Task brief:
From the records below, set down exactly the lines starting with the line that contains "I am also handling" and going on through the line that contains "UPDATE (after checking". Nothing else is wanted.
──────── Data for review ────────
PR #690, opened 2019-09-27
Keep all tag values selectors visible instead of using tabs

ptormene:
Fixes https://github.com/gem/oq-irmt-qgis/issues/675


ptormene:
To fix:

- [ ] when a tag name is deselected, all the corresponding values should be automatically deselected too

PR #698, opened 2019-11-05
Avoid to print the traceback of connection errors in integration tests

ptormene:
I am also handling some additional error types


micheles:
The tests are green and nice, LGTM :-)

PR #803, opened 2022-12-27
Make Pillow not strictly required to install the plugin

ptormene:
UPDATE (after checking with AE): On wksptormene, if pillow is removed and matplotlib is kept, matplotlib complains about PIL missing. Therefore we should probably only check matplotlib and ignore pillow.

Pillow is used only by the social vulnerability widget, so it might be ignored by most of our current OQ users.
Therefore, I am now allowing the plugin to be installed even if this dependency is missing.

NOTE: integration tests fail because this is aligned with Engine 3.11, but tests are versus Engine master

### DIFF
--- a/svir/irmt.py
+++ b/svir/irmt.py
────────
Result of this task:
I am also handling some additional error types


micheles:
The tests are green and nice, LGTM :-)

PR #803, opened 2022-12-27
Make Pillow not strictly required to install the plugin

ptormene:
UPDATE (after checking with AE): On wksptormene, if pillow is removed and matplotlib is kept, matplotlib complains about PIL missing. Therefore we should probably only check matplotlib and ignore pillow.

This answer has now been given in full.